故人と会話したいか?

○イタコという存在

今年もKyoto Experiment に参加してきました。(https://kyoto-ex.jp/2019/

今年で参加は3回目になります。一番最初に「チョイ・カファイ/存在の耐えられない暗黒」を観ました。

 

暗黒舞踏の生みの親である「土方巽」を再現するという作品です。(作品を通して初めて土方巽という人の存在を知ったので間違っているかもしれません。詳しくは⇨https://ja.wikipedia.org/wiki/土方巽

本作品の作者であるチョイ・カファイが創作を始めるに当たって、故人である土方巽に了承を得る(共作)ためにイタコを通して(?)、土方巽本人と会話をする映像が流れるシーンがあります。

僕は初めてイタコという存在を知ったし、故人と話すことができるなんて想像もしていませんでした。

死んだ人とは二度と話すことができないと勝手に思い込んでいました。まだ、年齢的にも周りの誰かがこの世から居なくなくという経験自体も少ないので、故人と話すということ自体を考えたことがないです。

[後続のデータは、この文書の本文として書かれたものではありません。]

PR #683, opened 2019-03-15
Objdict refactor

cthulahoops:
Refactor into new style declarations.

Now contains changes to vm.to_str and vm.to_repr to make them return PyStringRefs too.

### DIFF
--- a/vm/src/obj/objdict.rs
+++ b/vm/src/obj/objdict.rs
@@ -185,9 +185,7 @@ impl PyDictRef {
             for (key, value) in elements {
                 let key_repr = vm.to_repr(&key)?;
                 let value_repr = vm.to_repr(&value)?;
-                let key_str = objstr::get_value(&key_repr);
-                let value_str = objstr::get_value(&value_repr);
-                str_parts.push(format!("{}: {}", key_str, value_str));
+                str_parts.push(format!("{}: {}", key_repr.value, value_repr.value));
             }
 
             format!("{{{}}}", str_parts.join(", "))
--- a/vm/src/obj/objdict.rs
+++ b/vm/src/obj/objdict.rs
@@ -371,34 +371,19 @@ fn dict_get(vm: &mut VirtualMachine, args: PyFuncArgs) -> PyResult {
 }
 
 pub fn init(context: &PyContext) {
-    let dict_type = &context.dict_type;
-    context.set_attr(&dict_type, "__len__", context.new_rustfunc(dict_len));
-    context.set_attr(
-        &dict_type,
-        "__contains__",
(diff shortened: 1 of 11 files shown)


cthulahoops:
It's easier than I was thinking. I'll do it properly.

vm/src/obj/objdict.rs
```diff
@@ -174,231 +173,146 @@ fn dict_new(vm: &mut VirtualMachine, args: PyFuncArgs) -> PyResult {
...
-            str_parts.push(format!("{}: {}", key_str, value_str));
-        }
+    fn repr(self, vm: &mut VirtualMachine) -> PyResult {
+        let s = if let Some(_guard) = ReprGuard::enter(self.as_object()) {
+            let elements = get_key_value_pairs(self.as_object());
+            let mut str_parts = vec![];
+            for (key, value) in elements {
+                let key_repr = vm.to_repr(&key)?;
+                let value_repr = vm.to_repr(&value)?;
+                let key_str = objstr::get_value(&key_repr);
```
adrian17: (we probably should change `to_repr()` to return `PyResult<PyStringRef>` - `get_value` calls are a bit ugly and they panic when `__repr__` returns a non-string.)

vm/src/obj/objdict.rs
```diff
@@ -174,231 +173,146 @@ fn dict_new(vm: &mut VirtualMachine, args: PyFuncArgs) -> PyResult {
...
+    ) -> PyObjectRef {
+        // What we are looking for:
+        let ref key = key.value;
+
+        let elements = self.entries.borrow();
+        if elements.contains_key(key) {
+            elements[key].1.clone()
+        } else {
+            match default {
+                OptionalArg::Present(ref value) => value.clone(),
```
adrian17: you probably don't need to `clone` here:
`OptionalArg::Present(value) => value,`

vm/src/obj/objdict.rs
cthulahoops: Have changed both ```vm.to_str``` and ```vm.to_repr```.

coolreader18:
I'm not at home so I can't do a proper review, but I saw you used `let ref varname = string.value;`, and IIRC clippy would nag you to change it to `let varname = &string.value;`. Otherwise it looks good!

cthulahoops:
> I'm on mobile so I can't do a proper review, but I saw you used `let ref varname = string.value;`, and IIRC clippy would nag you to change it to `let varname = &string.value;`. Otherwise it looks good!

Thanks. I'll have to get into the habit of using clippy, and break the ```let ref``` habit.

Issue #530, opened 2019-02-23
Testing WebAssembly


coolreader18:
There are a few questions if we were to write tests for the WASM library:

- What "framework" to use?:
  - I saw @windelbouwman mention https://wasmer.io in the Gitter chat.
  - wasm-bindgen also has it's own [testing system](https://rustwasm.github.io/wasm-bindgen/wasm-bindgen-test/index.html), which supports testing in headless browsers through WebDrivers.
- How would it integrate with CodeCov? Is it possible to integrate it with CodeCov?

windelbouwman:
It might be good to build the wasm module, and call a few functions using `wasmer-runtime`. I did some tests here: https://github.com/windelbouwman/pzn/blob/master/pzn/src/main.rs#L140

On the other hand, a headless browser like phantomjs might be good to check browser integration.

windelbouwman:
@coolreader18 can this issue be closed now? We have wasm tests. Or is this a discussion? Then we should label it as question.

coolreader18:
Yeah, I guess so.

PR #652, opened 2019-03-10
Add __import__

palaviv:
I will add the builtin module as well so I can test overriding the `__import__`.

PR #684, opened 2019-03-15
Selenium tests for WASM

palaviv:
Not many tests but this should validate we don't break WASM.
I tried using PhantomJS as mentioned in #530 but it did not work...


adrian17:
That seems like a bit of an overkill to me. Wouldn't it possible to load wasm and run tests on Node?

coolreader18:
Yes, with wasm-bindgen-test, as I mentioned in #530, you can run tests in Node.

windelbouwman:
This is very cool! @palaviv nice job!

adrian17:
> Yes, with wasm-bindgen-test, as I mentioned in #530, you can run tests in Node.

So, why would we need selenium tests, then?

windelbouwman:
@adrian17 I agree with you that this test is spinning up a lot of different tools, but I think it is a good crosscheck. Can we do the same with wasm-bindgen-test in a lightweigher way, or do we exclude some code when we do that?

coolreader18:
wasm-bindgen-test uses the native rust testing framework, e.g. `#[test]`, so we'd have to design our tests around that. Another concern is that as far as I know, there's no way to get code coverage for rust compiled to WASM, so that sucks.

palaviv:
@adrian17 I am not familiar with `wasm-bindgen-test`. I wanted to push something to validate the WASM is  good in the CI as I almost broke it on a typo in #652. I agree selenium is very complex and if we can do it by using other tools lets do that.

イタコの存在を知った時に、「僕は故人と話したいのか、何を話したいのだろうか?」と思ったので、そのことを書いていこうと思います。

 

○故人と話すということ

まず、故人と話すというのはどういうことなかの?

 

この世、この時におらず過去に生きていた人。

記憶のアップデートがされることがない人。

あっち側の人。

記号化された人。

風景の一部と化した人。

成仏した人。

 

故人というのは様々な解釈が可能な人?であると思います。

だからこそ、故人と話すということは、話したい思う側によって意味を変えていきます。

今の僕にとって、故人と話す問いことは「過去を振り返る」という行為であり、あまり今を持たないのではないかと思っています。過去を振りかっても現状が改善されるわけでもなく、より良い未来が出来上がるわけでもありません。今を生きている人達で未来、生きていく人達が少しでも長く、少しでも楽に生きていける社会を構築することが、故人達にできる最大限の恩返しではないかと考えています。その人が出来なかったことを、私達が代行するのではなく、自分達が作り上げたい社会を構築すること。

 

「故人と話す」という行為は、「話す」という以上の意味を孕んでおり、自分と時間軸との接しかたを表しているのではないかと思います。